Старый граф отвечал только улыбкой.
В этот же день Альберик и Бланш были помолвлены. Виконт не ошибся: простодушная и искренняя любовь скоро заменила нежную дружбу сестры в любящей душе молодой девушки. До тех пор она смотрела на Альберика как на кузена; теперь она видела в нем супруга. Хотя ожидание казалось влюбленным слишком продолжительным, но недели и дни проходила для них в наслаждениях сладостной и доверчивой близости.
Время, назначенное графом, приближалось. Прошло три месяца, и, следовательно, до свадьбы оставался только один. Казалось, ничто не могло возмутить столь близкого счастья. Небо было чисто и безоблачно.
Однако собиралась гроза и скоро должен был загреметь гром.
Декабрь приближался к концу. Однажды вечером ревела буря. Старик и молодые люди сидели перед ярким огнем, горевшим в огромном камине гостиной. Альберик и Бланш строили очаровательные воздушные замки. Граф слушал их, улыбаясь. На высоких стенных часах пробило уже одиннадцать часов. Вдруг у парадной двери раздался сильный звонок. Граф задрожал.
— Кто бы мог приехать в такое позднее время и в такую погоду? — прошептал он.

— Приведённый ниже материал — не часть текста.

Issue #3847, opened 2023-11-30
Introduce a Helm chart for Kubernetes monitoring with Elastic Agent


joshdover:
### Description

Extracted from an internal discussion document:

We can solve many of the challenges with deploying Agent on Kubernetes through a Helm chart for Elastic Agent. This allows us to improve the current experience by (mapped to priorities above that are not already met and easy):
- Deploying separate cluster-level and node-level Agents
	- This allows us to eliminate the leader-election mechanism and the associated K8s API calls. These API calls currently scale horizontally with the number of Kubernetes nodes in the cluster.
	- This also allows separate resource planning and scaling for cluster-level and node-level Agents, which need different amount of resources depending on the horizontal and vertical scale of the cluster and its nodes, respectively.
- Provide “templates” or “presets” for common integrations
	- This moves us away from our current “one-size-fits-all” k8s manifest where users have to comment/uncomment certain sections based on which integrations they want to use
	- Along with this, we can configure the minimum security privileges needed for each integration’s container and deploy separate containers for integrations that require higher-privileges
	- Examples of presets we would provide:
		- P1  A containers.logs: true option would create a DaemonSet agent for container log collection
		- P1  A deployment.metrics: true option would create a ReplicaSet agent deployed with KSM bundled in the same pod. We’d also have similar options for Services and other workload types, all which would enable inputs on the same ReplicaSet
		- P1  An autodiscovery.metrics: true option would mount the required templates for hints-based autodiscovery
		- P2 A cloudDefend.enabled: true option would add the necessary container privileges and inputs to the DaemonSet agents for Cloud Defend
		- P2  A profiling.enabled: true option would add the necessary container privileges and inputs to the DaemonSet agents for Universal Profiling
		- P2  A autoInstrumentation.enabled: true option would deploy the apm-attacher hook as a Deployment for auto instrumenting application pods with APM Agents.
- P3 Simpler sharding of kube-state-metrics (KSM)
	- For any workload metrics that depend on kube-state-metrics, we could pseudo-automate sharding by adding a simple config like ksm.shards: 2 which would shard the ReplicaSet used for the agent collecting this data, along with KSM container in the same pod.

```[tasklist]
### Tasks
- [ ] https://github.com/elastic/elastic-agent/issues/3848
```

joshdover:
[...]

PR #5331, opened 2024-08-21
[k8s] Add elastic-agent helm-chart

pkoutsovasilis:
## What does this PR do?

This PR introduces a Helm Chart for deploying Elastic-Agent in Kubernetes 

## Why is it important?

By having an Elastic-Agent Helm Chart we get a simplified deployment on k8s

## Checklist

## Disruptive User Impact

N/A

Go to `deploy/helm/elastic-agent/examples` 

## Related issues

- Relates https://github.com/elastic/ingest-dev/issues/3610
- Closes https://github.com/elastic/elastic-agent/issues/3847


jlind23:
buildkite test it

ycombinator:
@pkoutsovasilis Just a general comment: we plan to use this Helm chart to create an AWS Marketplace listing for Elastic Agent.  To this end, I believe AWS has some [requirements](https://docs.aws.amazon.com/marketplace/latest/userguide/container-product-policies.html#preparing-eks-addon) that the Helm chart must fulfill.  Just wanted to bring that up in this PR in case it means some things in the chart need to change to meet these requirements.  Thanks!

pkoutsovasilis:
> @pkoutsovasilis Just a general comment: we plan to use this Helm chart to create an AWS Marketplace listing for Elastic Agent. To this end, I believe AWS has some [requirements](https://docs.aws.amazon.com/marketplace/latest/userguide/container-product-policies.html#preparing-eks-addon) that the Helm chart must fulfill. Just wanted to bring that up in this PR in case it means some things in the chart need to change to meet these requirements. Thanks!

Hi @ycombinator 👋 I have read these requirements before opening this PR and I think that all of them are satisfied:
1. it support both rootful and rootless deployments (we need the latter for AWS Marketplace)
2. the Helm chart does **not** utilise anything from Helm that isn't supported by the EKS addon framework, such Helm hooks, `lookup` function, etc.
3. although this is up for configuration but for the AWS Marketplace configuration we can offer deployment that have a Daemonset and thus meet the requirement of `Traceable Deployments or Daemonsets`

I don't see something that it isn't covered but maybe another extra pair of eyes on this PR would be helpful 🙂

swiatekm (commented):
I like all the examples! I was wondering if we could also render the final manifests using the example configurations and keep these in version control. The Otel Helm Charts do something like [this](https://github.com/open-telemetry/opentelemetry-helm-charts/blob/main/Makefile#L6) and it acts partially as a test, and partially as code review aid, where it lets you visualize how a change to the templates impacts the rendered manifests.

pkoutsovasilis:
> I like all the examples! I was wondering if we could also render the final manifests using the example configurations and keep these in version control. The Otel Helm Charts do something like [this](https://github.com/open-telemetry/opentelemetry-helm-charts/blob/main/Makefile#L6) and it acts partially as a test, and partially as code review aid, where it lets you visualize how a change to the templates impacts the rendered manifests.

oh that's a great idea @swiatekm , ty for bringing it up! 🙂 I say definitely let's add them; Initially I am gonna push them for each example and maybe afterwards we could investigate how to utilise them in a more meaningful way in CI

deploy/helm/elastic-agent/Chart.yaml
```diff
@@ -0,0 +1,6 @@
+apiVersion: v2
+name: elastic-agent
+description: Elastic-Agent Helm Chart
+kubeVersion: ">= 1.27.0-0"
```
blakerouse, line 4: What is causing this version constraint? A comment on why that is the minimum version in the file would be very nice to have.

deploy/helm/elastic-agent/README.md.gotmpl
```diff
@@ -0,0 +1,58 @@
...
+- `ESSecretAuthAPI`: `elasticsearch` output with the connection details specified in a k8s secret
+- `ESECKRef`: `elasticsearch` output that references by name an Elasticsearch cluster managed by ECK operator
+{{ end }}
+
+{{ define "section.description.OutputObject.PostTable" }}
+Examples of Helm chart arguments to define an output with name `myOutput`:
+- `ESPlainAuth`: `--set outputs.myOutput.url=https://elasticsearch:9200 --set outputs.myOutput.api_key=token`
+- `ESSecretAuthBasic`: `--set outputs.myOutput.type=ESSecretAuthBasic --set outputs.myOutput.secretName=k8s_secret_name` (required keys in the k8s secret are `url`, `username`, `password`)
+- `ESSecretAuthAPI`: `--set outputs.myOutput.type=ESSecretAuthAPI --set outputs.myOutput.secretName=k8s_secret_name` (required keys in the k8s secret are `url`, `api_key`)
+- `ESECKRef`: `--set outputs.myOutput.type=ESECKRef --set outputs.myOutput.name=eck_es_cluster_name`
```
blakerouse, line 40: Does this require the cluster to be in the same namespace? Or can it be in a different namespace? If so how can referencing a cluster in another namespace work?

deploy/helm/elastic-agent/examples/kubernetes-only-logs/agent-kubernetes.yaml
```diff
@@ -0,0 +1,22 @@
...
+  controller_manager:
+    enabled: false
+  containers:
+    logs:
+      enabled: true
+  hints:
+    enabled: false
+
+agent:
+  unprivileged: true
```
blakerouse, line 22: I keep seeing this in the examples. Would it just be better to make `agent.unprivileged: true` as the default in the helm chart? This is net-new so it would be okay if it was the default.

deploy/helm/elastic-agent/values.yaml
```diff
@@ -0,0 +1,455 @@
...
+
+# -- extra [user-defined integrations](https://www.elastic.co/guide/en/fleet/current/elastic-agent-input-configuration.html) to be added to the Elastic Agent
+# An example can be found [here](./examples/nginx-custom-integration/README.md)
+# @section -- 3 - User Extra Integrations
+extraIntegrations: {}
+
+agent:
+  # -- enable elastic-agent
+  # @section -- 3 - Elastic-Agent Configuration
+  enabled: true
```
blakerouse, line 298: `enabled: false` would mean what here?

deploy/helm/elastic-agent/values.yaml
```diff
@@ -0,0 +1,455 @@
...
+  # -- elastic-agent version
+  # @section -- 3 - Elastic-Agent Configuration
+  version: 8.15.0
```
blakerouse, line 301: I assume this needs to get bump every version. We should ensure this is added to the automation for this repo so that it gets bumped when we do new releases.

deploy/helm/elastic-agent/values.yaml
```diff
@@ -0,0 +1,455 @@
...
+  # -- image configuration
+  # @section -- 3 - Elastic-Agent Configuration
+  image:
+    repository: docker.elastic.co/beats/elastic-agent-complete
```
blakerouse, line 305: Why is `-complete` being used? `synthetics`? Seems like it would be better to not use that one unless they are wanting to do `synthetics`.

deploy/helm/elastic-agent/values.yaml
```diff
@@ -0,0 +1,455 @@
...
+    pullPolicy: IfNotPresent
+    tag: ""
+  # -- generate kubernetes manifests or [ECK](https://github.com/elastic/cloud-on-k8s) CRDs
+  # @section -- 3 - Elastic-Agent Configuration
+  engine: k8s # k8s or eck
+  # -- enable unprivileged mode
+  # @section -- 3 - Elastic-Agent Configuration
+  unprivileged: false
```
blakerouse, line 313: `unprivileged: true`? Default?

blakerouse (commented):
Okay. I have a few questions.

I did not review the templates. They are so large and complex that it didn't seem like I should sit there and go through each and every line. I think it would be better to just merge this and start using it and make incremental fixes as issues are identified.

I am good with giving a +1 after and review some of the answers to my questions.

deploy/helm/elastic-agent/Chart.yaml
pkoutsovasilis: tbh nothing in particular, back at the time I was writing the Helm chart this was the older in life k8s version which is now EoL, so happy to change that 🙂

deploy/helm/elastic-agent/README.md.gotmpl
pkoutsovasilis: I think you are referring to `ESECKRef` and that's actually a good question; If I am not mistaken when you do an reference to an existing cluster the ECK operator can search for it in the namespaces the operator has visibilities, but I am going to test this and come back

deploy/helm/elastic-agent/examples/kubernetes-only-logs/agent-kubernetes.yaml
pkoutsovasilis: I started with `false` there as the capability to run rootless (properly) will be part of 8.16.0 version

deploy/helm/elastic-agent/values.yaml
pkoutsovasilis: maybe we want to support that?! if we don't this can be default to something else or maybe switch to wolfi-based images?!

deploy/helm/elastic-agent/values.yaml
pkoutsovasilis: so there was this "notion" back in the day of being able to deploy an elastic-based agent or another agent that the configs are gonna be adjusted to that, hence the `enabled` flag. But you are right, this is not needed and I will remove it

pkoutsovasilis: I removed this option, please feel free to unresolve if you spot anything else

deploy/helm/elastic-agent/README.md.gotmpl
pkoutsovasilis: ty for the proposal @blakerouse, I added a complete example about ECK with a cluster in a different namespace 🙂 feel free to unresolve if you spot anything else

deploy/helm/elastic-agent/templates/agent/cluster-role-binding.yaml
```diff
@@ -0,0 +1,28 @@
+{{- include "elasticagent.init" $ -}}
+{{- range $presetName, $presetVal := $.Values.agent.presets -}}
+{{- $serviceAccountName := printf "agent-%s" (lower $presetName) -}}
+{{/* cluster role binding is not namespace bound so let's try to give it a unique enough name */}}
+{{- $clusterRoleName := printf "agent-%s" (cat $presetName $.Release.Name $.Release.Namespace | sha1sum) -}}
```
swiatekm, line 5: I would prefer this to be more informative. The name should include the Helm Chart name, the release name and the namespace in plain text, imo. The full SHA-1 is also a bit too long.

deploy/helm/elastic-agent/templates/agent/cluster-role.yaml
```diff
@@ -0,0 +1,91 @@
+{{- include "elasticagent.init" $ -}}
+{{- range $presetName, $presetVal := $.Values.agent.presets -}}
+{{/* cluster role binding is not namespace bound so let's try to give it a unique enough name */}}
+{{- $clusterRoleName := printf "agent-%s" (cat $presetName $.Release.Name $.Release.Namespace | sha1sum) -}}
```
swiatekm, line 4: I would prefer this to be more informative. The name should include the Helm Chart name, the release name and the namespace in plain text, imo. The full SHA-1 is also a bit too long.

deploy/helm/elastic-agent/templates/agent/eck/_pod_template.tpl
```diff
@@ -0,0 +1,82 @@
+{{- define "elasticagent.engine.eck.podTemplate" }}
```
swiatekm, line 1: Does this need to be a template function? Could we not make a *.yaml file for this and include that in the manifests? It'd be nicer to work with due to syntax highlighting and such.

deploy/helm/elastic-agent/templates/agent/k8s/_pod_template.tpl
```diff
@@ -0,0 +1,133 @@
+{{- define "elasticagent.engine.k8s.podTemplate" }}
```
swiatekm, line 1: Does this need to be a template function? Could we not make a *.yaml file for this and include that in the manifests? It'd be nicer to work with due to syntax highlighting and such.

swiatekm (commented):
Functionally, all of this looks good to me. I left some comments about specific issues, but those aren't that important.

My biggest issue with this Chart is that it uses a lot of named templates in tpl files. These make the Chart much harder to maintain in general. They're difficult to read, test and debug, and usually make things more difficult to manage than just plain duplication.

Can you try to cut down on these? Some things you could do, that I've commented on in specific cases:

* Use a values.schema.json for validation instead.
* If you have a large named template (for example for the Pod template), move it into a normal yaml file and include it where it needs to be.
* Try to avoid small named templates unless you use them in more than 2 places.

This is intentionally a somewhat vague request, because I don't feel sufficiently competent when it comes to the agent itself to prescribe what exactly needs changing here. Hopefully that's ok.

deploy/helm/elastic-agent/templates/agent/_helpers.tpl
```diff
@@ -0,0 +1,412 @@
...
+{{- $ := . -}}
+{{- range $presetName, $presetVal := $.Values.agent.presets -}}
+{{- include "elasticagent.preset.mutate.unprivileged" (list $ $presetVal) -}}
+{{- include "elasticagent.preset.mutate.fleet" (list $ $presetVal) -}}
+{{- $presetMode := dig "mode" ("") $presetVal -}}
+{{- if not $presetMode -}}
+{{- fail (printf "mode is missing from preset \"%s\"" $presetName) -}}
+{{- else if eq $presetMode "deployment" -}}
+{{- else if eq $presetMode "statefulset" -}}
+{{- else if eq $presetMode "daemonset" -}}
```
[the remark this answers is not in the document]
pkoutsovasilis: sure thing, if Helm provided a way to automate this it would be way easier but as of now this is too much extra work and I would propose to be part of a follow up PR

deploy/helm/elastic-agent/templates/agent/k8s/_pod_template.tpl
pkoutsovasilis: how do you include dynamically at will *.yaml templates @swiatekm ? because even [here](https://github.com/open-telemetry/opentelemetry-helm-charts/blob/main/charts/opentelemetry-collector/templates/_pod.tpl) the equivalent pod template needs to be a *.tpl to be included dynamically

deploy/helm/elastic-agent/templates/agent/eck/_pod_template.tpl
pkoutsovasilis: look at the comment below

deploy/helm/elastic-agent/templates/agent/cluster-role-binding.yaml
pkoutsovasilis: the issue I see with going directly with release name and namespace is that if the user has a long release name or/and a long namespace this will be a long-long cluster-role-binding name and it maybe fail as there is a max name limit.  However, If you insist no problem changing that. That said, objects managed by Helm is better not to be edited by the user so I am not entirely sure why you choose informative vs robustness here

deploy/helm/elastic-agent/templates/agent/cluster-role.yaml
pkoutsovasilis: above comment

pkoutsovasilis:
> Functionally, all of this looks good to me. I left some comments about specific issues, but those aren't that important.
> 
> My biggest issue with this Chart is that it uses a lot of named templates in tpl files. These make the Chart much harder to maintain in general. They're difficult to read, test and debug, and usually make things more difficult to manage than just plain duplication.

This Helm chart has to adhere to kubernetes configuration, multiple and different agent presets, different agent modes (managed vs unmanaged), and many other knobs. So if you have an actual proposal how we could maintain the required "dynamicity" but not resort to named templates, more that happy to hear plan. 🙂

> Can you try to cut down on these? Some things you could do, that I've commented on in specific cases:
> 
> * Use a values.schema.json for validation instead.

Sure this would be beneficial and will get us away with some "checking/validation" templates but every other template (mutating an agent presets, etc.) will remain

> * If you have a large named template (for example for the Pod template), move it into a normal yaml file and include it where it needs to be.
> * Try to avoid small named templates unless you use them in more than 2 places.
> 
> This is intentionally a somewhat vague request, because I don't feel sufficiently competent when it comes to the agent itself to prescribe what exactly needs changing here. Hopefully that's ok.

This is indeed a vague request given what this Helm chart has to do

deploy/helm/elastic-agent/templates/agent/_helpers.tpl
```diff
@@ -0,0 +1,412 @@
...
+{{- end -}}
+{{- end -}}
+
+{{/*
+Common labels
+*/}}
+{{- define "elasticagent.labels" -}}
+helm.sh/chart: {{ include "elasticagent.chart" . }}
+{{ include "elasticagent.selectorLabels" . }}
+app.kubernetes.io/managed-by: {{ .Release.Service }}
```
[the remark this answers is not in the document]
pkoutsovasilis: I went with the default ones that Helm given you when you create a chart. I don't see the value in the context of this Helm chart for these labels `app.kubernetes.io/part-of` (we are not part of a higher-level application), `app.kubernetes.io/component` (we have only one component) so if you don't insist for this PR I won't extend the labels

deploy/helm/elastic-agent/templates/agent/_helpers.tpl
```diff
@@ -0,0 +1,412 @@
...
+{{- if empty $.Values.agent.fleet.kibanaPassword -}}
+{{- fail "kibana password must be defined when fleet mode is enabled and a token is not supplied" -}}
+{{- end -}}
+{{- end -}}
+{{- if empty $.Values.agent.fleet.preset -}}
+{{- fail "preset must be defined when fleet mode is enabled" -}}
+{{- end -}}
+{{- if not (hasKey $.Values.agent.presets $.Values.agent.fleet.preset)}}
+{{- fail (printf "specified preset \"%s\" under fleet is not found" $.Values.agent.fleet.preset) -}}
+{{- end -}}
```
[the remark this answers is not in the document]
pkoutsovasilis: Some of the nested bit will remain as we have to validate the fields you mention only when the fleet mode is enabled. I am not a big fun of `required` in this particular case as it will indeed fail if the specified variable is empty but if it is not it will return it and I will have to do an empty assignment ($_) not to have it printed. However, I will switch to it and hopefully the one liner will look better

magefile.go
```diff
@@ -3174,3 +3181,112 @@ type otelDependencies struct {
...
+	}
+
+	for _, d := range dirEntries {
+		if !d.IsDir() {
+			continue
+		}
+
+		if !d.IsDir() {
+			return nil
+		}
```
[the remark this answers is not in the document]
pkoutsovasilis: nice catch! nope the second IsDir is not needed, I just pushed the removal of it

deploy/helm/elastic-agent/templates/agent/cluster-role-binding.yaml
swiatekm: We can truncate it if it's too long. I'm fine with, say, truncating it at 55 chars and then adding the first 8 chars of the hash. The reason I want to be informative is that K8s clusters have many users, some of whom may simply be looking at resources without knowing which Helm releases are installed. In that case, it's much easier to tell at a glance what a given resource is for by just looking at the name.

I don't feel too strongly about this, but if you want to keep the current format, I'd do something like `elastic-agent-{short_sha}` instead. The full hash is not very readable imo.

deploy/helm/elastic-agent/templates/agent/k8s/_pod_template.tpl
swiatekm: Here's an example, the otel-operator Chart has a templated CRD in the form of a yaml file: https://github.com/open-telemetry/opentelemetry-helm-charts/blob/main/charts/opentelemetry-operator/conf/crds/crd-opentelemetrycollector.yaml
and this is included dynamically via a combination of `tpl` and `Files.Get`: https://github.com/open-telemetry/opentelemetry-helm-charts/blob/b8d11b63916bc40cd1aa2875a880f3995978d434/charts/opentelemetry-operator/templates/admission-webhooks/operator-webhook.yaml#L273.

pkoutsovasilis: @swiatekm this example essentially loads up the contents of the yaml file and then evaluates them as template which is practically the same as having directly a *.tpl. With the former approach though you have now to maintain also file structures where with the tpl approach you can reference the template from anywhere by name. What exactly do we gain by switching to this paradigm?

deploy/helm/elastic-agent/values.yaml
swiatekm: @pkoutsovasilis are we intentionally not putting this under `appVersion` in Chart.yaml? Normally that indicates the Chart works with a wide array of application versions.

deploy/helm/elastic-agent/templates/agent/_helpers.tpl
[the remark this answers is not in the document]
swiatekm: Those aren't that useful, but we should set `app.kubernetes.io/version` to `.Values.agent.version`.

deploy/helm/elastic-agent/templates/agent/k8s/_pod_template.tpl
swiatekm: The benefit is that a *.yaml file can get YAML syntax highlighting from most tools, and often even K8s manifest linting. It's usually also obvious where the templating happens. In comparison tpl files get none of that, and non-tpl text in them is just treated as plain text.

In this very PR, reviewing the templated K8s manifest files is much easier than reviewing the tpl files, for this simple reason.

pkoutsovasilis: but @swiatekm the tpl under debate essentially fills up the spec of the podTemplate of either a `daemonset`, `statefulset` or `deployment`. Even if I switched this to *.yaml, how you would get linting since this yaml will still not feature any of the required yaml fields, such `apiVersion:`, `kind: ...`, etc., so your editor can give you proper linting?

pkoutsovasilis: I think what you are after is essentially duplicating this template in all daemonset, statefulset or deployment and having each k8s object as a whole. However there is an upper limit on the size of the releases and all these templates when you do a helm install are compressed and saved inside a kubernetes configmap. Thus since this pod spec is the same for all three deployment options it became a single tpl file

deploy/helm/elastic-agent/templates/agent/cluster-role-binding.yaml
pkoutsovasilis: just pushed your proposal there, feel free to unresolve if you spot anything else

deploy/helm/elastic-agent/values.yaml
pkoutsovasilis: yes I do that intentionally, because this Helm chart should be able to work with multiple elastic-agent versions. This was at least part of the old requirements, however maybe it is non-relevant any more?!

deploy/helm/elastic-agent/templates/agent/k8s/_pod_template.tpl
swiatekm: I don't actually want to duplicate this specific template, I'd just like to make it easier to read. This matters less for smaller templates, like the volumes or env variables, but for the pod template I think it's worth it to make it a separate yaml file.

If you're really against it, I won't push, but I do think doing this would make things easier for us in the long term.

pkoutsovasilis: @swiatekm I think you focused just on my latest reply, but what about the missing yaml fields required for linting that I mention [here](https://github.com/elastic/elastic-agent/pull/5331#discussion_r1740979067)? do you believe that by making this yaml without having the aforementioned fields will "help" your IDE/text editor to provide linting about pod spec?

deploy/helm/elastic-agent/templates/agent/cluster-role-binding.yaml
swiatekm: Turns out we don't need to truncate this or include the hash. ClusterRole and ClusterRoleBinding names can be up to 255 characters. I don't think this is documented anywhere explicitly, but I tested it in a kind cluster.

So we can have a descriptive name and not risk hash collisions.

swiatekm: Both release name and namespace name are capped at 63 characters, and I think preset name is reasonably small as well? So I don't think we need to truncate at all.

deploy/helm/elastic-agent/Chart.yaml
blakerouse: Sounds like a good reason. Just didn't know if a k8s feature was required at that level.

deploy/helm/elastic-agent/examples/kubernetes-only-logs/agent-kubernetes.yaml
blakerouse: Makes sense.

deploy/helm/elastic-agent/values.yaml
blakerouse: I would not default to `-complete` its much larger, just for synthetics. I would expect them to adjust the chart to use `-complete` if they want to run synthetics. Wolfi image could also be the default, no issues there from me.

deploy/helm/elastic-agent/templates/agent/k8s/_pod_template.tpl
pkoutsovasilis: not sure what IDE you are using but for my case - goland  + kubernetes plugin - YAML (not k8s specific object) highlighting works for templates. To this end, even when I did the change to yaml locally I couldn't find an option to enforce this yaml to be parsed as the spec of a pod template, and hence get k8s specific linting. For now I will resolve this but if you have more hassle-free steps that we could use to get former, for sure, we can switch to that

deploy/helm/elastic-agent/values.yaml
blakerouse: I think the open question here is how is this Helm chart getting released? Does it get updated out of sync of the Elastic Agent release or does it get released at the same time of the full stack release? If its stack release based then this should really sync with the version of the repository [here](https://github.com/elastic/elastic-agent/blob/main/version/version.go#L7) and when its the `main` repository it should really be `-SNAPSHOT` as that is the only released version for running code in actual `main`. When `8.16` is created, then it should not use `-SNAPSHOT`.

pkoutsovasilis: Just a quick thinking about that; I would like having this chart "following" the agent release to always have the appropriate agent image in it, but also be able to bump helm chart version to fix any agent-unrelated issue, e.g. issues with templating?!

swiatekm: Can we defer the release process question for now? It sounds like it could be its own major discussion, but whatever we decide is not going to require major changes to this Chart, which we're not publishing yet anyway. I think it might be better to merge this PR without answering this question, and do that in a separate issue. WDYT @blakerouse @pkoutsovasilis ?

deploy/helm/elastic-agent/templates/agent/k8s/_pod_template.tpl
swiatekm: That's all right. After we get this merged, I'll put up a draft PR to show you what change I had in mind exactly.

deploy/helm/elastic-agent/templates/agent/k8s/daemonset.yaml
```diff
@@ -0,0 +1,31 @@
+{{- include "elasticagent.init" $ -}}
+{{- range $presetName, $presetVal := $.Values.agent.presets -}}
+{{- if and (eq ($presetVal).mode "daemonset") (eq $.Values.agent.engine "k8s") -}}
+{{- $agentName := printf "agent-%s" (lower $presetName) -}}
```
swiatekm, line 4: These names should include the release name as well, imo. Otherwise, we'd get conflicts installing different agent releases in the same namespaces. What most Charts do is use the equivalent of `{{ template "elasticagent.fullname" . }}` here. That makes truncating a bit annoying, but it's necessary unless we want to explicitly forbid multiple installs in the same namespace.

This applies to every namespaced resource we name this way.

swiatekm (commented):
I have one final comment about names, but otherwise I think we're good to go.

I would still like to move away from named templates as much as possible, and definitely add a schema file for validation, but that can happen in a follow-up.

deploy/helm/elastic-agent/templates/agent/k8s/daemonset.yaml
pkoutsovasilis: oops, nice catch! yep this needs to change, working on it

deploy/helm/elastic-agent/values.yaml
pkoutsovasilis: yep I agree with deferring the release process question for now. That said, I added a helm:updateAgentVersion mage target that I deem it would be useful in this discussion

deploy/helm/elastic-agent/templates/agent/k8s/daemonset.yaml
pkoutsovasilis: these names now include the helm release name as well, feel free to unresolve if you spot anything else

swiatekm (approved):
:+1:

deploy/helm/elastic-agent/values.yaml
blakerouse: I agree we should defer. A follow up PR to change this is simple.

blakerouse (approved):
Looks good, I am ready for this to be merged.

pkoutsovasilis:
> Looks good, I am ready for this to be merged.

haha!! this phrase sounded like "release the Kraken"! 😄 ty both @swiatekm and @blakerouse for the comments and the reviews. That said, the agent-extended-testing CI step, which is required, is failing but it is not something caused by this PR?!

blakerouse:
@pkoutsovasilis It is very much that!

The failures are flaky tests that we are working on, also seems there is a conflict now. I would merge main into the PR and fix the conflict and have it re-run to get a green CI run.

ycombinator:
@pkoutsovasilis If we want to release the Helm chart as a beta initially, is there any way we can mention this as part of the chart itself, such that users would clearly see it before they use it or right as they start to use it?

pkoutsovasilis:
@ycombinator just thinking out loud the available options here:

1. I assume that we can push the helm chart with a beta suffix at the version and update the NOTES.txt accordingly here https://helm.elastic.co/
2. Somebody that wants to try this helm chart can clone the repo and install the helm chart from the folder `deploy/helm/elastic-agent`
3. We could utilise github pages on this repo and commit directly the helm chart package.tgz (that points to the SNAPSHOT agent image)  [my least favourite option]

that's why a discussion about the Helm chart release process is wise to have before any next step 🙂

swiatekm:
Helm Charts use semver 2.0 for versioning, so it's simple enough to just designate our releases as betas by setting it to `va.b.c-beta.d` or something similar. This makes Helm automatically treat it as a prerelease. This will cause them not to show up in searches without the `--devel` flag, amongst other consequences.

ycombinator:
Thanks @pkoutsovasilis and @swiatekm.  I've created https://github.com/elastic/elastic-agent/issues/5485 to continue the discussion on the beta marking and to track the implementation as well.  

Likewise, I have created https://github.com/elastic/elastic-agent/issues/5486 to resume the discussion about the release process that we [deferred](https://github.com/elastic/elastic-agent/pull/5331#discussion_r1742638157) from this PR.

Ответ на этот вопрос недолго заставил ждать себя. Через несколько минут быстрые шаги и звук шпор послышались в передней. Дверь отворилась, и в гостиную вошел или, скорее, вбежал молодой человек.
— Хотя меня здесь и не ждут, — вскричал он, — однако, вероятно, встретят как дорогого гостя.
— Сын всегда дорогой гость в доме отца… даже когда он этого не заслуживает, — отвечал граф торжественно.
И он протянул сыну руку, которую тот развязно поднес к губам.
— Здравствуйте, батюшка, — сказал он.
И заметив молодую девушку, поклонился ей.
— Мадемуазель де ла Бом, твоя кузина, — сказал старик.
Приезжий поклонился во второй раз, и взгляд его выразил очевидный восторг. Этим неожиданным приезжим был Филипп, младший сын графа. На Филиппе был мундир его полка. Со всей его одежды текла вода, потому что он приехал верхом, сапоги с серебряными шпорами были запачканы грязью.
XXXVII. Филипп
Филиппу было двадцать пять лет. Высокий и стройный, он был гораздо красивее старшего брата. Черные волосы, завивавшиеся от природы, обрамляли его продолговатое лицо, немножко побледневшее от бессонных ночей и излишних удовольствий. Большие глаза его представляли странную смесь бесстыдства и дерзких желаний. Черные шелковистые усы красиво закручивались над верхней губой. Словом, в лице и во всей наружности молодого человека было что-то такое, показывавшее негодяя и особенно нравящееся почти всем женщинам.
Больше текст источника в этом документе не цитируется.